━━ MATERIAL SUPPLIED
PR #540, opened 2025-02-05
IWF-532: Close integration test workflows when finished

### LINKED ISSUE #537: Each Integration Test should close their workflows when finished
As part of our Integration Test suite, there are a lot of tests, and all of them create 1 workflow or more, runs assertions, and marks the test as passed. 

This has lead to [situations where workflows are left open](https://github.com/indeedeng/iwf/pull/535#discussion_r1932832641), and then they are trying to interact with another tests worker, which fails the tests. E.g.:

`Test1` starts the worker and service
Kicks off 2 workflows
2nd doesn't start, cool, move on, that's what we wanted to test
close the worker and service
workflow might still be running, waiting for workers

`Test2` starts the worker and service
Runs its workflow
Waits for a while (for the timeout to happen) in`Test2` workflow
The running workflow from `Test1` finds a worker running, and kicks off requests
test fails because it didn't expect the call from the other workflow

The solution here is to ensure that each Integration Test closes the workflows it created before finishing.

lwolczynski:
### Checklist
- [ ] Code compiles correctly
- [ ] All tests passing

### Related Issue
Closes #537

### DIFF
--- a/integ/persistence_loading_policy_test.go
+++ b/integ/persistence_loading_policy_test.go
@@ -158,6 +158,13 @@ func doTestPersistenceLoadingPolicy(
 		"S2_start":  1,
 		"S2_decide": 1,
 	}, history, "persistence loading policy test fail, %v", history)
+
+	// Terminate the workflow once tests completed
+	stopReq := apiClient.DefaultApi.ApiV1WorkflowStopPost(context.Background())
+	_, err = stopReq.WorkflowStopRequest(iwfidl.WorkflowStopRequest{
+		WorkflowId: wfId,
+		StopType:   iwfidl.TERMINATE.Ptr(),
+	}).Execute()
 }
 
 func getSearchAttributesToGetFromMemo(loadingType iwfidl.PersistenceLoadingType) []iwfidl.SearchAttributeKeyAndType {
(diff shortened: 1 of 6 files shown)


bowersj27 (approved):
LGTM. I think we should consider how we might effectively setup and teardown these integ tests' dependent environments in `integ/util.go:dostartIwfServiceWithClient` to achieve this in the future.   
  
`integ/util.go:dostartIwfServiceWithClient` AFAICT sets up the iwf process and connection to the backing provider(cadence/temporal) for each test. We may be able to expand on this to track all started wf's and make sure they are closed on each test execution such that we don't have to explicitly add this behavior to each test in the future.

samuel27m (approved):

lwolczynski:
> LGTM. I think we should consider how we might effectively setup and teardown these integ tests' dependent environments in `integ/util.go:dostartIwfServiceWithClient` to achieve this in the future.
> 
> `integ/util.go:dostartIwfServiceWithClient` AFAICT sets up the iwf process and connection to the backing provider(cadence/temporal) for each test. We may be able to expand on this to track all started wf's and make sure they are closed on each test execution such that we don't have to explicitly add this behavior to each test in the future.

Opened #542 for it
━━━━
━━ MATERIAL SUPPLIED
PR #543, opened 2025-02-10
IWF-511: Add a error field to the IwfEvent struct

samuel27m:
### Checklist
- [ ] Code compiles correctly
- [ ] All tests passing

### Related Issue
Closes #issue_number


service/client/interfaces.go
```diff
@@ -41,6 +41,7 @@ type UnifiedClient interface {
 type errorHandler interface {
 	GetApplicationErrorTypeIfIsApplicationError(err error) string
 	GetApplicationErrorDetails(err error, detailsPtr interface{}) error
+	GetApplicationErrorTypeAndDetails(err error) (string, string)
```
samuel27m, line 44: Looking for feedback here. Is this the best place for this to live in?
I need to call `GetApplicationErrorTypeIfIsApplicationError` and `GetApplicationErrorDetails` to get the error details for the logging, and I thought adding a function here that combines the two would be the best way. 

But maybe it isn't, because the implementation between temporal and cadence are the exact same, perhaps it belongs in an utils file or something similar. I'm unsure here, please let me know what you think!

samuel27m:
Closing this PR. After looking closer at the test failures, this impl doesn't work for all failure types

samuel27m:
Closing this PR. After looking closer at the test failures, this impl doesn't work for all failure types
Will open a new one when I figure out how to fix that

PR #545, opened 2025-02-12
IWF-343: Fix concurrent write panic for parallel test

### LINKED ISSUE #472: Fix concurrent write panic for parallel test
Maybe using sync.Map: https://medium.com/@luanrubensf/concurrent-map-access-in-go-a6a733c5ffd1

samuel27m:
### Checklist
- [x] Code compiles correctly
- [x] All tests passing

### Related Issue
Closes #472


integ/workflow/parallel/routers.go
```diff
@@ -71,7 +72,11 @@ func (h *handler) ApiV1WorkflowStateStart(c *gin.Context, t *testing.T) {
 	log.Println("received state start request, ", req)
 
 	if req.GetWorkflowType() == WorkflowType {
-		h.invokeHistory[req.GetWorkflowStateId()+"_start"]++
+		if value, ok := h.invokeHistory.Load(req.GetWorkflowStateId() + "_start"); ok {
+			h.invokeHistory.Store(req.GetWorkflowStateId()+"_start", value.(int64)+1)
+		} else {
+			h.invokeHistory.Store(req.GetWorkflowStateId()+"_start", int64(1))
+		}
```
━━━━
§ **HOW TO COMPLETE THIS TASK**
Reproduce word for word the material above, beginning with the line that contains "PR #540, opened 2025-02-05" and ending with the line that contains "Kicks off 2 workflows".

§ **FINISHED TASK**
PR #540, opened 2025-02-05
IWF-532: Close integration test workflows when finished

### LINKED ISSUE #537: Each Integration Test should close their workflows when finished
As part of our Integration Test suite, there are a lot of tests, and all of them create 1 workflow or more, runs assertions, and marks the test as passed. 

This has lead to [situations where workflows are left open](https://github.com/indeedeng/iwf/pull/535#discussion_r1932832641), and then they are trying to interact with another tests worker, which fails the tests. E.g.:

`Test1` starts the worker and service
Kicks off 2 workflows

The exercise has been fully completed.